I used these maps for the Grand Canyon, but was disappointed their MF Salmon map did not include Marsh Creek.


----------



## lhowemt (Apr 5, 2007)

dirtbagkayaker said:


> Yep, after the fourth is touch and go from boundry creek (gets low in some places) but you can fly into a landing strip and get the last 2/3 or so of the float. Flying in aint so bad cuz it offsets the schuttle. Watch the snow melt and river flows. If the snows goes fast then start planning a fly in early. If river flow is constant and weather is cool the boundry creek is good but be prepare for a boney first part and plan a extra day for the slower float. Just pry for cool long spring.


A lot of people "deadhead" to Indian Cr, just meaning they go with minimal gear/weight and have the supplies flown into there. The dates you all are talking about being worried about flows seem early from other boaters I've talked to, but it all depends on the weather/flows and your own type of rig and gear preferences. After all, people boat from Boundary through August, September, and even later, it's just not always a straightforward load the kitchen sink and go trip.


----------



## yakrafter (Aug 7, 2006)

Frank Church, Fuck yeah.

Visually polluting the rivers of ID once again!


----------



## dgosn (Sep 8, 2006)

4 Rivers Lottery: FAIL!!!

I am beginning to think that the Selway is a myth


----------



## Cutch (Nov 4, 2003)

Success! 2 out of 3 for me with a Selway and main Salmon score. I too thought the Selway was a myth, and now I'm going bitches. 

Tina on the other hand was 0 for 3.


----------



## Schizzle (Mar 26, 2004)

Cutch said:


> Success! 2 out of 3 for me with a Selway and main Salmon score. I too thought the Selway was a myth, and now I'm going bitches.
> 
> Tina on the other hand was 0 for 3.


Awesome Kyle! You deserve it. You've certainly put in your time. Congratulations.


----------



## FLOWTORCH (Mar 5, 2004)

Cutch said:


> ..... I too thought the Selway was a myth, and now I'm going bitches.


Hah. 

Looks like I'm goin back to Idaho too, beeches. 

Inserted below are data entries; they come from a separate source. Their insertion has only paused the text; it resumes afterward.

PR #17697, opened 2024-09-04
minor: disable image upload support in description editor

Sachin-chaurasiya:
**Before**

https://github.com/user-attachments/assets/6049bc7c-063d-48c4-aa2e-dc3e0df23ab7

**After**

https://github.com/user-attachments/assets/b9b321d3-0ebf-40e8-9694-e77fce7b5a38


chirag-madlani (dismissed):

openmetadata-ui/src/main/resources/ui/src/locale/languages/en-us.json
```diff
@@ -1546,6 +1546,7 @@
     "hex-code-placeholder": "Select or enter HEX color code.",
     "hex-color-validation": "Input is not valid HEX code.",
     "hi-user-welcome-to": "Hi {{user}}, Welcome to",
+    "image-upload-error": "Image upload is not supported",
```
pmbrull, line 1549:
```suggestion
    "image-upload-error": "Image upload is not supported. Please use Markdown syntax for images available via URL.",
```

Or something like that? We should do this everywhere

pmbrull (changes requested):

pmbrull (approved):

chirag-madlani (approved):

....And another vote for uncle Jerry! He's legendary apparently.


----------



## IdahoJay (Mar 19, 2009)

All aboard the FAIL-TRAIN!


----------



## shappattack (Jul 17, 2008)

NO - MF
Yes - Main


----------



## ccombs (Mar 17, 2004)

no middle no main


----------



## Theophilus (Mar 11, 2008)

Skunked x 4


----------



## TakemetotheRiver (Oct 4, 2007)

Cutch said:


> Success! 2 out of 3 for me with a Selway and main Salmon score. I too thought the Selway was a myth, and now I'm going bitches.
> 
> Tina on the other hand was 0 for 3.


So, Kyle... Buddy...


----------



## Gadzooks (Jun 18, 2007)

*middle fork guidebook*



windriver said:


> Can anybody recommend a good guide book for the MF?


 
yep. get this book \The Middle Fork of the Salmon River - A Comprehensive Guide to rafting, hiking, and kayaking,the Middle Fork of the Salmon River The same author wrote about the Rogue which I used last year and it was great. Good descriptions of camps and rapids and geology. And speaking of geologists, if you need a boater/geologist with all gear on your trip let me know. I got shut out for the 23rd year in a row. CC


----------



## yojimbo (Oct 12, 2003)

oh well, 
MF no
Main no.

self support late September?


----------



## Matty (May 13, 2004)

windriver said:


> Can anybody recommend a good guide book for the MF?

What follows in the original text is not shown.